A capa do livro que reúne contos de juristas

O livro As Letras da Lei, lançamento da editora Casa da Palavra, reúne contos inéditos de figuras importantes do Direito brasileiro. Organizado pelo advogado Pierre Moreau, o livro apresenta textos dos ex-ministros da Justiça José Gregori e Miguel Reale Junior e do ex-ministro do Supremo Tribunal Federal Eros Grau, cujo conto está, na íntegra, abaixo:

O ombro de A.

Três palmos nos afastavam. Havia apenas o infinito entre nós. Não somente três palmos pela frente, na mesa que ela ocupava. Uns quatro lateralmente. Eu na mesa ao lado. Absolutamente por acaso. Mas estivemos juntos por um instante. Como se fosse para sempre.

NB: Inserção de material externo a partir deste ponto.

PR #2991, opened 2015-01-29
fix(controller): improve domain name validation per RFC 1123

### LINKED ISSUE #2979: deis blocks domain creation under improper circumstances

mboersma:
Closes #2979, replaces #2983.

Usava uma blusa decote canoa, dois ou três dedos abaixo do pescoço, de modo que apenas os seus ombros, um de cada vez, jamais os dois, eu os podia ver. No espaço de mínimos segundos, por conta de um breve gesto seu, a blusa escorregou e vi-lhe o ombro direito e a alça do sutiã. Naquele ponto do ombro próprio ao repouso das alças dos sutiãs. Nossos olhos se encontraram, ela se aprumou, percebi que enrubescia. Não mais do que alguns segundos de nudez e o infinito entre nós. Naquele instante, assim, vi seu ombro nu, que ela não cuidou de esconder senão por conta da alça do sutiã. Naquele instante fomos delicadamente amorosos. Em nosso silêncio declaramo-nos apaixonados um pelo outro. Sonhamos ficar juntos. Estivemos em comunicação com a ternura.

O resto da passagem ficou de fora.